Exercise details: Across the listing below, count the lines with "oneThousand" in them. Write nothing but the number.

Records for the exercise:
PR #83, opened 2023-06-26
Add support for embedded/nested structs

Aflynn50:
Add support for embedded/nested structs to SQLair input and output expressions. Embedded structs are structs included without a field name and nested structs are those included with a field name.
e.g. embedded:
```go
type S struct {
    E
}
```
and nested:
```go
type S struct {
    e E
}
```
A SQLair output expression can now be something like `&MyStruct.myfieldtag` where the tagged field was nested/embedded multiple layers deep. The tags of the inner structs are referenced as if they were tags of the top level struct. An asterisk expression (e.g. `&MyStruct.*`) will now include all embedded/nested tagged fields in a struct.

Pointers to nested structs are also handled as above.

If the field containing a nested struct has a tag on it then it will be ignored (unless the struct in the field implements `sql.Scanner`).

If there are clashing tags between nested structs an error will be returned from `Prepare`.

### DIFF
--- a/internal/expr/expr_test.go
+++ b/internal/expr/expr_test.go
@@ -51,6 +51,22 @@ type IntSlice []int
 
 type StringSlice []string
 
+type StructWithEmbedded struct {
+	E1 *E1
+	E3
+}
+
+type E1 struct {
+	F1 string `db:"col1"`
+}
+type E2 struct {
+	F2 string `db:"col2"`
+}
+type E3 struct {
+	F3 string `db:"col3"`
+	E2 E2
+}
+
 var tests = []struct {
 	summary        string
 	query          string
@@ -66,8 +82,8 @@ var tests = []struct {
 	typeSamples:    []any{Person{}},
 	expectedSQL:    "SELECT p.address_id AS _sqlair_0, p.id AS _sqlair_1, p.name AS _sqlair_2",
 }, {
-	summary:        "spaces and tabs",
-	query:          "SELECT p.* 	AS 		   &Person.*",
+	summary: "spaces and tabs",
+	query: "SELECT p.* 	AS 		   &Person.*",
 	expectedParsed: "[Bypass[SELECT ] Output[[p.*] [Person.*]]]",
 	typeSamples:    []any{Person{}},
 	expectedSQL:    "SELECT p.address_id AS _sqlair_0, p.id AS _sqlair_1, p.name AS _sqlair_2",
@@ -403,6 +419,26 @@ AND z = @sqlair_0 -- The line with $Person.id on it
 	expectedParams: []any{},
 	// This is valid in SQLite (though not in MySQL).
 	expectedSQL: "SELECT name FROM person WHERE id IN ()",
+}, {
+	summary:        "embedded struct asterisk output",
+	query:          "SELECT &StructWithEmbedded.* FROM address WHERE id = 1000",
+	expectedParsed: "[Bypass[SELECT ] Output[[] [StructWithEmbedded.*]] Bypass[ FROM address WHERE id = 1000]]",
+	typeSamples:    []any{StructWithEmbedded{}},
+	expectedSQL:    "SELECT col1 AS _sqlair_0, col2 AS _sqlair_1, col3 AS _sqlair_2 FROM address WHERE id = 1000",
+}, {
+	summary:        "embedded struct columns output",
+	query:          "SELECT &StructWithEmbedded.col1, &StructWithEmbedded.col2, &StructWithEmbedded.col3 FROM address WHERE id = 1000",
+	expectedParsed: "[Bypass[SELECT ] Output[[] [StructWithEmbedded.col1]] Bypass[, ] Output[[] [StructWithEmbedded.col2]] Bypass[, ] Output[[] [StructWithEmbedded.col3]] Bypass[ FROM address WHERE id = 1000]]",
+	typeSamples:    []any{StructWithEmbedded{}},
+	expectedSQL:    "SELECT col1 AS _sqlair_0, col2 AS _sqlair_1, col3 AS _sqlair_2 FROM address WHERE id = 1000",
+}, {
+	summary:        "embedded struct input",
+	query:          "SELECT &Address.* FROM address WHERE id = $StructWithEmbedded.col1 AND district = $StructWithEmbedded.col2 AND street = $StructWithEmbedded.col3",
+	expectedParsed: "[Bypass[SELECT ] Output[[] [Address.*]] Bypass[ FROM address WHERE id = ] Input[StructWithEmbedded.col1] Bypass[ AND district = ] Input[StructWithEmbedded.col2] Bypass[ AND street = ] Input[StructWithEmbedded.col3]]",
+	typeSamples:    []any{Address{}, StructWithEmbedded{}},
+	inputArgs:      []any{&StructWithEmbedded{E1: &E1{F1: "v1"}, E3: E3{E2: E2{F2: "v2"}, F3: "v3"}}},
+	expectedParams: []any{"v1", "v2", "v3"},
+	expectedSQL:    "SELECT district AS _sqlair_0, id AS _sqlair_1, street AS _sqlair_2 FROM address WHERE id = @sqlair_0 AND district = @sqlair_1 AND street = @sqlair_2",
 }}
 
 func (s *ExprSuite) TestExprPkg(c *C) {
@@ -674,6 +710,20 @@ func (s *ExprSuite) TestBindTypesErrors(c *C) {
 		S string
 	}
 	type myArray [10]any
+	type AmbiguousTags struct {
+		ID1 int `db:"id"`
+		ID2 int `db:"id"`
+	}
+	type IDS1 struct {
+		ID1 int `db:"id"`
+	}
+	type IDS2 struct {
+		ID2 int `db:"id"`
+	}
+	type AmbiguousNestedTags struct {
+		IDS1
+		IDS2
+	}
 	tests := []struct {
 		query       string
 		typeSamples []any
@@ -798,6 +848,14 @@ func (s *ExprSuite) TestBindTypesErrors(c *C) {
 		query:       "SELECT street FROM t WHERE x IN ($myArray[:])",
 		typeSamples: []any{myArray{}},
 		err:         `cannot prepare statement: need supported type, got array`,
+	}, {
+		query:       "SELECT &AmbiguousTags.* FROM t",
+		typeSamples: []any{AmbiguousTags{}},
+		err:         `cannot prepare statement: db tag "id" appears in both field "ID2" and field "ID1" of struct "AmbiguousTags"`,
+	}, {
+		query:       "SELECT &AmbiguousNestedTags.* FROM t",
+		typeSamples: []any{AmbiguousNestedTags{}},
+		err:         `cannot prepare statement: db tag "id" appears in both field "ID2" and field "ID1" of struct "AmbiguousNestedTags"`,
 	}}
 
 	for i, test := range tests {
--- a/package_test.go
+++ b/package_test.go
@@ -500,6 +500,32 @@ func (s *PackageSuite) TestNulls(c *C) {
 }
 
 func (s *PackageSuite) TestValidGet(c *C) {
+	// Embedded/nested structs.
+	type E1 struct {
+		Street string `db:"street"`
+	}
+	type E2 struct {
+		ID int `db:"id"`
+	}
+	type E3 struct {
+		District string `db:"district"`
+		E2       E2
+	}
+	type StructWithEmbedded struct {
+		E1 *E1
+		E3
+	}
+	// Struct with pointers.
+	type StructWithPointers struct {
+		Street   *string         `db:"street"`
+		District *sql.NullString `db:"district"`
+		ID       *int            `db:"id"`
+	}
+
+	// Pointer variables for pointer struct test.
+	mainStreet := "Main Street"
+	oneThousand := 1000
+
 	var tests = []struct {
 		summary  string
 		query    string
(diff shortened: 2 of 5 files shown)


internal/expr/expr_test.go
```diff
@@ -45,6 +45,21 @@ type IntMap map[string]int
...
+	ID int `db:"id"`
+}
+type E3 struct {
+	District string `db:"district"`
+	E2       E2
+}
+type EmbeddedStruct struct {
+	E1 E1
+	E3 *E3
+}
```
TheSignPainter98, line 68: I'm assuming that structs named `E*` are to be embedded, but I don't think any are here, is this intentional?

Also, I think the name of `EmbeddedStruct` is backwards as this struct isn't embedded into anything else. Would it be better to call this `StructWithEmbedded`?

package_test.go
```diff
@@ -496,6 +496,33 @@ func (s *PackageSuite) TestNulls(c *C) {
...
+	}
+	type E3 struct {
+		District string `db:"district"`
+		E2       E2
+	}
+	type EmbeddedStruct struct {
+		E1 E1
+		E3 *E3
+	}
+
```
TheSignPainter98:
```suggestion
```
It could be nice to group all the types together as in other tests :)

internal/expr/expr_test.go
```diff
@@ -401,6 +434,20 @@ func FuzzParser(f *testing.F) {
...
+		ID1 int `db:"id"`
+		ID2 int `db:"id"`
+	}
+	type IDS1 struct {
+		ID1 int `db:"id"`
+	}
+	type IDS2 struct {
+		ID2 int `db:"id"`
+	}
+	type DupNestedTags struct {
```
TheSignPainter98: These tags are duplicate, but I don't think that's necessarily the problem. Is it possible to have duplicate flags, but so long as these aren't accessed with the `.*` notation, this is okay? Just for clearer intention, would it be better to rename this to `AmbiguousNestedFlags`?

internal/expr/typeinfo.go
```diff
@@ -109,9 +112,59 @@ func getTypeInfo(value any) (typeInfo, error) {
 	return typeInfo, nil
 }
 
+// getStructFields requires the caller to check that t is a struct.
```
TheSignPainter98: This feels a little off to me, when reading this comment, I expected to be told what the function does, but instead this just lists its preconditions. Given that this function name is very explicit, if the behaviour that `t` already has the correct kind is consistent across the rest of the API, could this comment be dropped altogether?

package_test.go
```diff
@@ -496,6 +496,33 @@ func (s *PackageSuite) TestNulls(c *C) {
...
+		ID int `db:"id"`
+	}
+	type E3 struct {
+		District string `db:"district"`
+		E2       E2
+	}
+	type EmbeddedStruct struct {
+		E1 E1
+		E3 *E3
+	}
```
TheSignPainter98, line 517: Same as before, should these be like the following?
```go
type EmbeddedStruct struct {
    E1
    *E3
}
```

package_test.go
```diff
@@ -496,6 +496,33 @@ func (s *PackageSuite) TestNulls(c *C) {
...
+
+	// Struct with pointers.
+	type PointerStruct struct {
```
TheSignPainter98: Would it be good to call this `StructWithPointers`?

package_test.go
```diff
@@ -496,6 +496,33 @@ func (s *PackageSuite) TestNulls(c *C) {
...
+		Street   *string         `db:"street"`
+		District *sql.NullString `db:"district"`
+		ID       *int            `db:"id"`
+	}
+
+	// Pointer variables for pointer struct test.
+	var mainStreet = "Main Street"
+	var oneThousand = 1000
```
TheSignPainter98: I notice this in existing code, so this might not be an issue for this PR, but would it be good to use `:=` here? The convention I like to use is
```go
var foo *Bar  // if the zero value of foo is needed
foo := &Bar{} // otherwise
```

internal/expr/typeinfo.go
```diff
@@ -109,9 +112,59 @@ func getTypeInfo(value any) (typeInfo, error) {
...
+			})
+		}
+	}
+	return fields, nil
+}
+
 // generate produces and returns reflection information for the input
 // reflect.Value that is specifically required for SQLair operation.
 func generateTypeInfo(t reflect.Type) (typeInfo, error) {
+	var tags []string
```
flotter: It looks to me like ```tags``` are only used for the ```reflect.Struct``` case, so I would not move the variable outside that scope?

internal/expr/typeinfo.go
```diff
@@ -123,31 +176,17 @@ func generateTypeInfo(t reflect.Type) (typeInfo, error) {
...
-				omitEmpty:  omitEmpty,
-				tag:        tag,
-				structType: t,
+		fields, err := getStructFields(t)
+		if err != nil {
+			return nil, err
+		}
+		for _, field := range fields {
+			tags = append(tags, field.tag)
+			if dup, ok := info.tagToField[field.tag]; ok {
```
flotter: Checking my understanding: The only thing we aim to check here is there is more than one ``db:`` tag with the same name?

The error message can be read (which is what I did first, not knowing the context):

```tag %q appears in field %q , and field %q in type %q"``` - with a break before the first "and".

The other issue is we are pretending the user shares the same flattened view we keep in the code, but attributing both fields to the top level struct type.

Is there perhaps a more direct way to point the user at the problem (no is also a valid answer)?

How about something like?

```struct %q definition includes a reuse of tag %q for field %q, previously used for field %q```

File: internal/expr/typeinfo.go [hunk 10]
```diff
@@ -109,9 +112,59 @@ func getTypeInfo(value any) (typeInfo, error) {
...
+// getStructFields requires the caller to check that t is a struct.
+func getStructFields(t reflect.Type) ([]*structField, error) {
+	var fields []*structField
+	for i := 0; i < t.NumField(); i++ {
+		f := t.Field(i)
+		if !f.IsExported() {
+			return nil, fmt.Errorf("field %q of struct %s not exported", f.Name, t.Name())
+		}
+		ft := f.Type
+		k := ft.Kind()
```
flotter: I find it slightly difficult to infer what your single letter vars refer to lower down in the code without scrolling back up.

https://google.github.io/styleguide/go/decisions#variable-names

It is not only the fact that ```k``` is for ```kind```, but at which level is it referring to what. ```ft``` here could give a clue, but it does not. I look one line up and see its a type, but of what? Ok fine I can trace ```f``` further up so infer its a field, but a field at which level?

internal/expr/typeinfo.go
```diff
@@ -109,9 +112,59 @@ func getTypeInfo(value any) (typeInfo, error) {
...
+		// Check if the field type is an embedded/nested struct or pointer to
+		// one. If a pointer to the field type implementes Scanner then it is
+		// not a nested struct.
+		if (k == reflect.Struct && !reflect.PointerTo(ft).Implements(scannerInterface)) ||
+			(k == reflect.Pointer && ft.Elem().Kind() == reflect.Struct && !ft.Implements(scannerInterface)) {
```
flotter: How about having a helper function for this that takes a field?

```
// ...
fieldIsStruct(field reflect.StructField) bool {
    if (field.Type.Kind() == reflect.Struct && !reflect.PointerTo(field.Type).Implements(scannerInterface)) ||
       (field.Type.Kind() == reflect.Pointer && field.Type.Elem().Kind() == reflect.Struct && !ft.Implements(scannerInterface)) {
        return true
    }
    return false
}
```

This way ```ft``` and ```k``` only has to exist inside the if statement.

```
if fieldIsStruct(field) {
    // The context of this inner scope if now clearly limited to the field
    type := field.Type // This may still be a pointer to the field
    kind := type.Kind()
    
    // If this is a pointer to the field, get the type it points to
    :
} else {
:
}
```

internal/expr/typeinfo.go
```diff
@@ -109,9 +112,59 @@ func getTypeInfo(value any) (typeInfo, error) {
...
+			if k == reflect.Pointer {
+				ft = ft.Elem()
+			}
+			nestedFields, err := getStructFields(ft)
+			if err != nil {
+				return nil, err
+			}
+			for _, nestedField := range nestedFields {
```
flotter: Maybe something like this could help others ?

```
// Promote the nested struct fields into the current parent struct scope, but make
// sure we update the Index list to help us navigate back to the original nested
// location for access to the real location.
```

internal/expr/typeinfo.go
```diff
@@ -109,9 +112,59 @@ func getTypeInfo(value any) (typeInfo, error) {
...
+			if tag == "" {
+				continue
+			}
+			tag, omitEmpty, err := parseTag(tag)
+			if err != nil {
+				return nil, fmt.Errorf("cannot parse tag for field %s.%s: %s", t.Name(), f.Name, err)
+			}
+			fields = append(fields, &structField{
+				name:       f.Name,
+				index:      f.Index,
```
flotter: If I understand the code correctly, reflect.StructField.Index will only ever contain a single element, in other words, it contains only an index within its immediate parent struct (even though the parent struct may be embedded in another struct)? If this is true, it makes sense why we have to prepend the parent struct Index each time a recursive iteration completes.

internal/expr/typeinfo.go
```diff
@@ -109,9 +112,59 @@ func getTypeInfo(value any) (typeInfo, error) {
...
+		f := t.Field(i)
+		if !f.IsExported() {
+			return nil, fmt.Errorf("field %q of struct %s not exported", f.Name, t.Name())
+		}
+		ft := f.Type
+		k := ft.Kind()
+		// Check if the field type is an embedded/nested struct or pointer to
+		// one. If a pointer to the field type implementes Scanner then it is
+		// not a nested struct.
+		if (k == reflect.Struct && !reflect.PointerTo(ft).Implements(scannerInterface)) ||
```
flotter: Is my understanding correct: Many Go builtin/base types have scanner interface implementations provided by database/sql, but in general, unless explicitly provided, custom structs do not have them implemented? But what happens if a struct type (or pointer to) does provide this interface?

flotter (commented):
Hope some of the comments help. Great work!!

internal/expr/typeinfo.go
Aflynn50: This is a good point, this error message is not super clear. I've changed it to `db tag %q appears in both field %q and field %q of struct %q`.

It would be good if it we said which nested struct they occurred in but its not really worth the extra complexity here. If you are using embedded structs then clashing field names will be flagged by the compiler, its not going to be very common that someone has no clashing field names but does have clashing tags, which is when this error is triggered.

internal/expr/typeinfo.go
Aflynn50: Good point! Changed.

internal/expr/typeinfo.go
Aflynn50: True, it is certainly confusing. I've changed `f` to `field` and `t` to `structType` but I've kept `k` and `ft` because they only have a scope of 6 lines and having those short names makes the huge if statement quite a bit more readable.

internal/expr/typeinfo.go
Aflynn50: That does make it a lot more readable, I've changed it to this. Thanks!

internal/expr/typeinfo.go
Aflynn50: Added comment.

internal/expr/typeinfo.go
Aflynn50: That's correct, the index is built up on the after the return of each recursion.

internal/expr/typeinfo.go
Aflynn50: In that case we don't have to do anything special. We use `Rows.Scan` from `database/sql` to fill the fields of the struct when the time comes. If a field implements scanner, this function will use the interface methods correctly to fill it.

Aflynn50: This is the case for the `sql.NullString`/`sql.NullInt64`/... types that are in some of the tests.

internal/expr/expr_test.go
Aflynn50: Thats a good point, I've changed the name of the main struct to `StructWithEmbedded`.

I think there is a mistake here actually yea. I had intended to have one nested, one nested with a pointer and one embedded but there are two nested. I've changed that.

I've left the `E*` names as they are because it should be fairly clear what is going on.

package_test.go
Aflynn50: Removed space.

internal/expr/expr_test.go
Aflynn50: By flags do you mean tags? Even without the `.*` notation if someone did `DupTags.id` that would still be ambiguous.

I've changed `Dup` to `Ambiguous`.

internal/expr/typeinfo.go
Aflynn50: I've added an explanation comment but I've left that one. I think its still useful to specify this precondition.

package_test.go
Aflynn50: Changed to reflect the types in the other file.

package_test.go

package_test.go
Aflynn50: True, I should stick to this convention. I just need to remember it when I'm actually writing the code haha.

flotter (approved):
Looks good to me. I was new to reflection, so I may have missed something. But from my perspective, and your tests, I think this is good.

internal/expr/typeinfo.go
```diff
@@ -109,6 +112,67 @@ func getTypeInfo(value any) (typeInfo, error) {
...
+	ft := field.Type
+	k := ft.Kind()
+	// Check if it is a
+	return (k == reflect.Struct && !reflect.PointerTo(ft).Implements(scannerInterface)) ||
+		(k == reflect.Pointer && ft.Elem().Kind() == reflect.Struct && !ft.Implements(scannerInterface))
+}
+
+// getStructFields returns relevent reflection information about all struct
+// fields included nested/embedded fields.
+// The caller is required to check that t is a struct.
```
letFunny: * Can we say `structType` instead of `t`?

Additional [Nit]: Can we say that `structType` is required to be a struct instead of talking about the caller checking it?

internal/expr/typeinfo.go
```diff
@@ -109,6 +112,67 @@ func getTypeInfo(value any) (typeInfo, error) {
...
+// struct.
+func fieldIsStruct(field reflect.StructField) bool {
+	ft := field.Type
+	k := ft.Kind()
+	// Check if it is a
+	return (k == reflect.Struct && !reflect.PointerTo(ft).Implements(scannerInterface)) ||
+		(k == reflect.Pointer && ft.Elem().Kind() == reflect.Struct && !ft.Implements(scannerInterface))
+}
+
+// getStructFields returns relevent reflection information about all struct
```
letFunny:
```suggestion
// getStructFields returns relevant reflection information about all struct
```

letFunny (changes requested):
I think we should have a more comprehensive design before going forward with the implementation. As we discussed online, it is not obvious whether we want to promote the fields to the topmost struct in SQL or whether we want to support accessing nested structs in SQL (`Struct.FieldStruct.Field`).

Let's put this on hold.

Aflynn50:
Succeeded by #141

Exercise answer: 2